» **TRY IT**
Print every record word for word.

[TASK INPUTS Boundary: Start]

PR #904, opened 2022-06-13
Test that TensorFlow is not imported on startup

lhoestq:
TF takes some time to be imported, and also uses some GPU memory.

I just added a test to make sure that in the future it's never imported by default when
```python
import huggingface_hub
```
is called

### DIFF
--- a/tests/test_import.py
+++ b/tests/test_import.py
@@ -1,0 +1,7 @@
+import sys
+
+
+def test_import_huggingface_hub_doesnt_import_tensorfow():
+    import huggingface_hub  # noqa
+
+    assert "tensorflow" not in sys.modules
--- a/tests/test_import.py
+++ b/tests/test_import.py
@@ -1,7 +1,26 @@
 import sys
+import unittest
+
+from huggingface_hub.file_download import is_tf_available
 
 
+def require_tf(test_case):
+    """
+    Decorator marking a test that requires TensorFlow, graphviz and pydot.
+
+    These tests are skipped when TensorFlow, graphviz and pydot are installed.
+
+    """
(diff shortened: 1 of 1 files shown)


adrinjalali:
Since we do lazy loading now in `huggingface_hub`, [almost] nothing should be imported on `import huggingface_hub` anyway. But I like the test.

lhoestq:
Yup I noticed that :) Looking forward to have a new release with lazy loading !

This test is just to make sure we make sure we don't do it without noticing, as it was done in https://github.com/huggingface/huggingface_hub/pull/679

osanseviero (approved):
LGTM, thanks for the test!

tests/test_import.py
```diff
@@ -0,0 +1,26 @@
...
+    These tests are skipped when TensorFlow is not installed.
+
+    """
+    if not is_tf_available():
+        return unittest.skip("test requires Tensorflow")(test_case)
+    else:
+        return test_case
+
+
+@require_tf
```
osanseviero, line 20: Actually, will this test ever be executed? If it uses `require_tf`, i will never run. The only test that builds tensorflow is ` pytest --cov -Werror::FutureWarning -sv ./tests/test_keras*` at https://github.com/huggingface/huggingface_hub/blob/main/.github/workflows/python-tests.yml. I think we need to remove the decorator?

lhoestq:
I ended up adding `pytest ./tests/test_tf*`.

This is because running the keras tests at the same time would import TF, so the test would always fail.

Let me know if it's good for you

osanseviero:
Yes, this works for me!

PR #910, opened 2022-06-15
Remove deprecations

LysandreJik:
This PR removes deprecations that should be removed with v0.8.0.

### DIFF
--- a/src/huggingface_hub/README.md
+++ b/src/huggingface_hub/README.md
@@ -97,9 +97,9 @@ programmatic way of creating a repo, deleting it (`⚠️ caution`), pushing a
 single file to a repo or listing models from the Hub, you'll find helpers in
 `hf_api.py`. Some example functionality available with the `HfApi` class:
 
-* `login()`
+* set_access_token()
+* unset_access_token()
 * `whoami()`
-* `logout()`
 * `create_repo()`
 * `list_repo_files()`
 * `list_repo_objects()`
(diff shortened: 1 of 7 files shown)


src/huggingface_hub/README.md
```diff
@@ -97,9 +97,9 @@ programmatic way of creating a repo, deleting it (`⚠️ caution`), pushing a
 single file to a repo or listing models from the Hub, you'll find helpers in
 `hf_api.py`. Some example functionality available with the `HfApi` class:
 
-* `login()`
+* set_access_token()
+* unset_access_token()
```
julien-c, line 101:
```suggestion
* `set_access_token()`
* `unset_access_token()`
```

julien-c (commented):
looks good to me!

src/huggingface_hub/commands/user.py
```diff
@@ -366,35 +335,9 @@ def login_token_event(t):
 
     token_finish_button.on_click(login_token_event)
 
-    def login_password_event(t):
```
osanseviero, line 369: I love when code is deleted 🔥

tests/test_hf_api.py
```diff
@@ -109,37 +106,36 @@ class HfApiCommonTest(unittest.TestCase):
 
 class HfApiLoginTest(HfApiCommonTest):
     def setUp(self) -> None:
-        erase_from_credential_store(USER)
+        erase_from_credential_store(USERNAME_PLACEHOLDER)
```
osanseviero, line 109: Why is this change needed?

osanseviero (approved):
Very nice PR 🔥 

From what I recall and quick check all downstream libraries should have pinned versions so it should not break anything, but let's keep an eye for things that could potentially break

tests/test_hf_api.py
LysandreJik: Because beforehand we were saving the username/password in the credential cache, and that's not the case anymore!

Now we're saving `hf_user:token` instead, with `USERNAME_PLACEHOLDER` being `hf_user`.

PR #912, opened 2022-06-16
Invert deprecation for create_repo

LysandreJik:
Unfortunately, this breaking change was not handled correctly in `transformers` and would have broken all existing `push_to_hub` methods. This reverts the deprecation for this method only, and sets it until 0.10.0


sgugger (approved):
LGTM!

[TASK INPUTS Boundary: End]

» **SOLUTION TO THE EXERCISE**
PR #904, opened 2022-06-13
Test that TensorFlow is not imported on startup

lhoestq:
TF takes some time to be imported, and also uses some GPU memory.

I just added a test to make sure that in the future it's never imported by default when
```python
import huggingface_hub
```
is called

### DIFF
--- a/tests/test_import.py
+++ b/tests/test_import.py
@@ -1,0 +1,7 @@
+import sys
+
+
+def test_import_huggingface_hub_doesnt_import_tensorfow():
+    import huggingface_hub  # noqa
+
+    assert "tensorflow" not in sys.modules
--- a/tests/test_import.py
+++ b/tests/test_import.py
@@ -1,7 +1,26 @@
 import sys
+import unittest
+
+from huggingface_hub.file_download import is_tf_available
 
 
+def require_tf(test_case):
+    """
+    Decorator marking a test that requires TensorFlow, graphviz and pydot.
+
+    These tests are skipped when TensorFlow, graphviz and pydot are installed.
+
+    """
(diff shortened: 1 of 1 files shown)


adrinjalali:
Since we do lazy loading now in `huggingface_hub`, [almost] nothing should be imported on `import huggingface_hub` anyway. But I like the test.

lhoestq:
Yup I noticed that :) Looking forward to have a new release with lazy loading !

This test is just to make sure we make sure we don't do it without noticing, as it was done in https://github.com/huggingface/huggingface_hub/pull/679

osanseviero (approved):
LGTM, thanks for the test!

tests/test_import.py
```diff
@@ -0,0 +1,26 @@
...
+    These tests are skipped when TensorFlow is not installed.
+
+    """
+    if not is_tf_available():
+        return unittest.skip("test requires Tensorflow")(test_case)
+    else:
+        return test_case
+
+
+@require_tf
```
osanseviero, line 20: Actually, will this test ever be executed? If it uses `require_tf`, i will never run. The only test that builds tensorflow is ` pytest --cov -Werror::FutureWarning -sv ./tests/test_keras*` at https://github.com/huggingface/huggingface_hub/blob/main/.github/workflows/python-tests.yml. I think we need to remove the decorator?

lhoestq:
I ended up adding `pytest ./tests/test_tf*`.

This is because running the keras tests at the same time would import TF, so the test would always fail.

Let me know if it's good for you

osanseviero:
Yes, this works for me!

PR #910, opened 2022-06-15
Remove deprecations

LysandreJik:
This PR removes deprecations that should be removed with v0.8.0.

### DIFF
--- a/src/huggingface_hub/README.md
+++ b/src/huggingface_hub/README.md
@@ -97,9 +97,9 @@ programmatic way of creating a repo, deleting it (`⚠️ caution`), pushing a
 single file to a repo or listing models from the Hub, you'll find helpers in
 `hf_api.py`. Some example functionality available with the `HfApi` class:
 
-* `login()`
+* set_access_token()
+* unset_access_token()
 * `whoami()`
-* `logout()`
 * `create_repo()`
 * `list_repo_files()`
 * `list_repo_objects()`
(diff shortened: 1 of 7 files shown)


src/huggingface_hub/README.md
```diff
@@ -97,9 +97,9 @@ programmatic way of creating a repo, deleting it (`⚠️ caution`), pushing a
 single file to a repo or listing models from the Hub, you'll find helpers in
 `hf_api.py`. Some example functionality available with the `HfApi` class:
 
-* `login()`
+* set_access_token()
+* unset_access_token()
```
julien-c, line 101:
```suggestion
* `set_access_token()`
* `unset_access_token()`
```

julien-c (commented):
looks good to me!

src/huggingface_hub/commands/user.py
```diff
@@ -366,35 +335,9 @@ def login_token_event(t):
 
     token_finish_button.on_click(login_token_event)
 
-    def login_password_event(t):
```
osanseviero, line 369: I love when code is deleted 🔥

tests/test_hf_api.py
```diff
@@ -109,37 +106,36 @@ class HfApiCommonTest(unittest.TestCase):
 
 class HfApiLoginTest(HfApiCommonTest):
     def setUp(self) -> None:
-        erase_from_credential_store(USER)
+        erase_from_credential_store(USERNAME_PLACEHOLDER)
```
osanseviero, line 109: Why is this change needed?

osanseviero (approved):
Very nice PR 🔥 

From what I recall and quick check all downstream libraries should have pinned versions so it should not break anything, but let's keep an eye for things that could potentially break

tests/test_hf_api.py
LysandreJik: Because beforehand we were saving the username/password in the credential cache, and that's not the case anymore!

Now we're saving `hf_user:token` instead, with `USERNAME_PLACEHOLDER` being `hf_user`.

PR #912, opened 2022-06-16
Invert deprecation for create_repo

LysandreJik:
Unfortunately, this breaking change was not handled correctly in `transformers` and would have broken all existing `push_to_hub` methods. This reverts the deprecation for this method only, and sets it until 0.10.0


sgugger (approved):
LGTM!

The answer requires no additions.